PR #7176, opened 2020-04-28
Add authz-tcp user guide test.

justinpettit:
Add authz-tcp user guide test.


frankbu:
There are several commands in index.md that the bash linter doesn't like. They look something like this:
```
kubectl exec $(kubectl get pod -l app=sleep -n foo -o jsonpath={.items..metadata.name}) -c sleep ...
```
Even though it's fine, bash best practice is to put quotes around arguments who's value could potentially include whitespace. Although it's fine in this case, you'll need to add quotes to all of them to make the linter happy.
```
kubectl exec "$(kubectl get pod -l app=sleep -n foo -o jsonpath={.items..metadata.name})" -c sleep
```

justinpettit:
> There are several commands in index.md that the bash linter doesn't like. They look something like this:
> 
> ```
> kubectl exec $(kubectl get pod -l app=sleep -n foo -o jsonpath={.items..metadata.name}) -c sleep ...
> ```
> 
> Even though it's fine, bash best practice is to put quotes around arguments who's value could potentially include whitespace. Although it's fine in this case, you'll need to add quotes to all of them to make the linter happy.
> 
> ```
> kubectl exec "$(kubectl get pod -l app=sleep -n foo -o jsonpath={.items..metadata.name})" -c sleep
> ```

Thanks.  Still learning about all the checks I need to run before submitting a PR.  I pushed a new version that I think should be lint-clean.

justinpettit:
Most of the errors seem transient.  The only failure I see related to the test introduced is:
```
2020-04-28T19:11:21.817293Z	info	ci	Checking pods ready...
2020-04-28T19:11:21.817380Z	info	ci	Checking pods ready...
2020-04-28T19:11:21.822915Z	info	ci	  [ 0]                        sleep-857f5b4f44-4hfrl         Running (container not ready: 'istio-proxy')
2020-04-28T19:11:21.822964Z	info	ci	  [ 1]                     tcp-echo-7ddc95fc6b-pt54h         Running (container not ready: 'istio-proxy')
    TestAuthzTCP: builder.go:127: failed waiting for pods to start: %v timeout while waiting (last error: 2 errors occurred:
        	* foo/sleep-857f5b4f44-4hfrl: container not ready: 'istio-proxy'
        	* foo/tcp-echo-7ddc95fc6b-pt54h: container not ready: 'istio-proxy'
        
        )
```
It looks like one of the pods failed to start.  Is there something else I should be doing?  The test does pass on my local system.

frankbu:
@justinpettit The test framework has been very flaky for the last couple of days, so if you're test passes locally, you should probably just wait for the framework problems to be fixed, and assume there's nothing else you need to do.

tests/security/authz_tcp/authz_tcp_test.go
```diff
@@ -0,0 +1,54 @@
...
+
+	"istio.io/istio/pkg/test/framework"
+
+	"istio.io/istio.io/pkg/test/istioio"
+)
+
+//https://istio.io/docs/tasks/security/authorization/authz-tcp/
+//https://github.com/istio/istio.io/blob/release-1.5/content/en/docs/tasks/security/authorization/authz-tcp/index.md
+func TestAuthzTCP(t *testing.T) {
+	framework.
```
frankbu, line 28: @justinpettit I think it would be a good idea to add the following line to disable the test and then we should merge this PR. Otherwise, you're going to need to regen the snip file whenever the generated output is tweaked (for example, when #7233 merges). We can get it working in a followup PR.

```suggestion
	t.Skip("Not working yet")
	framework.
```

justinpettit: Thanks, Frank.  We're doing a bit more research on the underlying issue.  Let me see how that works out.  If there doesn't seem to be an underlying issue that needs to be addressed, I'll do resubmit with your suggestion.

tests/trafficmanagement/ingress/secure_ingress_sds_test.go
```diff
@@ -42,6 +42,7 @@ func TestSecureIngressSDS(t *testing.T) {
 	// Check the version of curl. This test requires the --retry-connrefused arg.
 	curl.RequireMinVersionOrFail(t, semver.MustParse("7.52.0"))
 
+	t.Skip("Skipping mTLS")
```
frankbu, line 45: Why skip this one? It's a little flaky, but does pass most of the time.

justinpettit: I was testing a theory that some of the tests were enabling mTLS in strict mode, which was causing this test to fail because the configuration was sticking around between tests.  Based on my local testing and this run, it looks like that's the case:
```
2020-05-08T05:32:21.937644Z	info	ci	Running command script scripts/authz_tcp.txt
2020-05-08T05:32:36.257556Z	info	ci	Creating snippets for input: scripts/authz_tcp.txt
2020-05-08T05:32:36.257646Z	info	ci	Running command script cleanup.sh
2020-05-08T05:33:20.376007Z	info	ci	Creating snippets for input: cleanup.sh
2020-05-08T05:33:20.376104Z	info	ci	=== DONE (passed):  Test: 'authz_tcp[TestAuthzTCP] (2m9.343649647s)' ===
--- PASS: TestAuthzTCP (129.34s)
```
(This test run failing was from a different test, not TestAuthzTCP.)

I was under the impression that the environment got cleaned up between runs.  (I thought this was brought up as one of the reasons that running the tests were slow.)

There are a couple of issues that I see:
    1) Should we be cleaning up the state between these tests?  (I'd think "yes", since it could lead to subtle cascading failures like this one.  However, we'll need to keep runtime in mind.)
    2) Why is this test failing with mTLS enabled?  On my team, there seems to be debate about whether this is expected behavior.  If this is expected behavior, in my opinion, we should update the task to handle this situation, since even though the task doesn't say to enable mTLS, someone could have mTLS enabled and be playing with these tasks, which would lead to confusion.

I'm still doing some investigation on my end about why this doesn't work with mTLS strict enabled.

justinpettit: I'm not suggesting that we disable mTLS in the tests.  😄

frankbu: Thanks for the explanation.

1. Yes, the tests are supposed to cleanup when they're finished, but there may be tests that are forgetting something in their cleanup script. Maybe some test is just doing what the task document says, which has something missing. Tasks that create their own namespace, and then delete the namespace at cleanup time are less likely to have an issue than ones that use the default namespace, or if they set global config. It sounds like that might be what you've found here. Only question is which test is doing it?
2. I don't know either if the TCP echo is supposed to work the same with or without mTLS, but I would think it should. If not, I guess what you're suggesting is that there should be another step in the Before you begin section to disable mTLS? That would make sense to me too.

Anyway, thanks for digging into this.

frankbu:
@justinpettit thanks for getting to the bottom with this test interference problem.

We really need to figure out why the test cluster is not always being reset to a clean slate between tests. I ran into a similar issue with one of the other tests, which I [fixed in a similar way](https://github.com/istio/istio.io/blob/affe99f97abab317723d657df5ce87160f435350/tests/util/samples.sh#L39) to what you did for peerauthentication here. We need to try to figure out what other tasks are leaving things in a bad state. Every task, is supposed to undo everything it configured in its cleanup section, so these may actually be bugs in the doc. We should probably also try to add something to the framework to enforce cleanup of cluster between tests (i.e., maybe we can check that the cluster state is back to the starting state at the end of each test), so even if there are buggy docs, they won't affect other docs.

justinpettit:
Thanks for merging the changes, Frank.  The "fix" wasn't very satisfying, but hopefully we can come up with a better way to cleanup between runs.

....

### What to do
Each line of the records that contains the string "value" must be copied.

### Expected output
Even though it's fine, bash best practice is to put quotes around arguments who's value could potentially include whitespace. Although it's fine in this case, you'll need to add quotes to all of them to make the linter happy.
> Even though it's fine, bash best practice is to put quotes around arguments who's value could potentially include whitespace. Although it's fine in this case, you'll need to add quotes to all of them to make the linter happy.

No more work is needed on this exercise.